Así, según un reciente estudio de la Generalitat de Catalunya, la distribución de costes se produce de la siguiente manera: los costes que recaen sobre el trabajador son el 74%, sobre la sociedad el 21% y sobre la empresa solo el 5%. Pero no por ello los costes que recaen sobre la empresa son importantes y repercuten en el beneficio empresarial. La acción preventiva que las empresas realicen para reducir los accidentes laborales y en particular los ALT es trascendental por la repercusión directa en el comportamiento del trabajador y en los elementos materiales y organizativos que lo determinan (vehículos, vías de circulación y organización del trabajo).

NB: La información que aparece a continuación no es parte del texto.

PR #22543, opened 2024-09-09
Reset `noExitRuntime` every time a new pthread starts

sbc100:
Previously we were only setting this value when a worker was first created.  This means that changes to this value could persist between pthreads.


src/library_pthread.js
```diff
@@ -1066,6 +1051,16 @@ var LibraryPThread = {
     // `runtimeKeepaliveCounter` to zero. Reset it now so the new thread won't
     // be affected.
     runtimeKeepaliveCounter = 0;
+
+#if isSymbolNeeded('$noExitRuntime')
+    // Same for noExitRuntime.  The default for pthreads should always be false
+    // otherwise pthreads would never complete and attempts to pthread_join to
+    // them would block forever.
+    // pthreads can still choose to set `noExitRuntime` explicitly, or
```
kripken, line 1059:
```suggestion
    // Pthreads can still choose to set `noExitRuntime` explicitly, or
```
Unless there is a convention to never capitalize `pthread`?

kripken (approved):
Is this easily testable perhaps?

sbc100:
> Is this easily testable perhaps?

When trying to think about how to test this figured out that it might not really be the cause of any issues.  This is because its very hard to actually exit a thread with `noExitRuntime` set to true.  This is because `emscripten_force_exit` will reset this global.

In any case I still think this is nice cleanup as it removed a method and groups the noExit state setting into a single place.

src/library_pthread.js
sbc100: I tend not a capitalize it myself.

kripken (approved):
Agreed to both of the last comments.

PR #22546, opened 2024-09-09
[test] Cleanup gcc pthread operations tests

sbc100:
- Tabs to spaces
- And some print status

### DIFF
--- a/test/pthread/test_pthread_gcc_64bit_atomic_fetch_and_op.c
+++ b/test/pthread/test_pthread_gcc_64bit_atomic_fetch_and_op.c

Además de los accidentes laborales de tráfico, sean en misión o “in itínere” se han de considerar también los efectos nocivos generados por:

                       -Las emisiones contaminantes y sus efectos sobre la salud

                        -El consumo ineficiente de recursos energéticos

                        -El impacto en el territorio y en la vida urbana

                        -Los tiempos perdidos  en las congestiones viarias

                        -La exclusión social generada por razones de movilidad

Todo ello genera un impacto social, económico y ambiental intolerable que reduce la competitividad del sistema productivo y daña la salud de los trabajadores y de la sociedad.

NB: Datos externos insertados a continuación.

PR #22547, opened 2024-09-10
Enable SINGLE_FILE + PTHREADS html output

sbc100:
In SINGLE_FILE mode, the JS is inlined directly into the generated HTML.  However for pthreads builds we need to be able to create workers that use the same inlined JS. To enable this we encode the JS file into a data URL that can be used for the script `src` attribute.  The pthread worker can then use this `src`.

Prior to this change using SINGLE_FILE + PTHREADS + html output would simply fail.

### DIFF
--- a/test/test_browser.py
+++ b/test/test_browser.py
@@ -3693,11 +3693,17 @@ Module["preRun"] = () => {
     '': ([],),
     'O3': (['-O3'],),
     'minimal_runtime': (['-sMINIMAL_RUNTIME'],),
+    'single_file': (['-sSINGLE_FILE'],),
   })
   def test_pthread_create(self, args):
     self.btest_exit('pthread/test_pthread_create.c',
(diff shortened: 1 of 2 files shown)


juj:
My god, what a monstrosity. LGTM.

juj (approved):

sbc100:
> My god, what a monstrosity. LGTM.

The power of the web!  :)    I also find this kind of horrifying by I guess we have users that really like shipping just a single file?   Do you guys use this feature?

juj:
I use SINGLE_FILE in my personal projects and often when bundling test cases to bug trackers. At Unity we did use SINGLE_FILE in a past project, but my understanding is that it is no longer active. The main Unity engine in general does not use SINGLE_FILE, though we do get repeated requests to add support for it, due to ads ecosystem MRAID architecture, which is a "single file" deployment.

kripken (approved):
Nice hack!

PR #22556, opened 2024-09-10
Remove unused argument from emscripten_notify_mailbox_postmessage. NFC

sbc100:
This is an internal function so changing its signature should not be a user-visible change.


system/lib/pthread/thread_mailbox.h
```diff
@@ -37,5 +37,4 @@ void _emscripten_thread_mailbox_shutdown(pthread_t thread);
 // mailbox when it returns to its event loop. Pass in the current thread and
 // main thread ids to minimize calls back into Wasm.
 void _emscripten_notify_mailbox_postmessage(pthread_t target_thread,
-                                            pthread_t curr_thread,
-                                            pthread_t main_thread);
+                                            pthread_t curr_thread);
```
tlively, line 40: Looks like the comment above needs to be updated as well.

tlively (approved):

Los costes de la movilidad superan el 7% del PIB europeo, siendo los costes derivados de la externalidad los más importantes a tener en cuenta, ya que estos costes dimensionan los efectos colaterales que no son considerados como un coste que debe pagar el usuario del vehículo a la hora de conducir; además, los costes derivados de la pérdida de tiempos por congestión del tráfico se evalúan en torno al 1% del PIB.  El mayor impacto se produce en el transporte por carretera. Según apunta la UE, la distribución de los costes generados por la movilidad, se distribuyen de la siguiente forma:

                        30% cambio climático

                        27% contaminación atmosférica

                        24% accidentes de tráfico

                        19 % otros (ruido, impacto en naturaleza-urbano etc.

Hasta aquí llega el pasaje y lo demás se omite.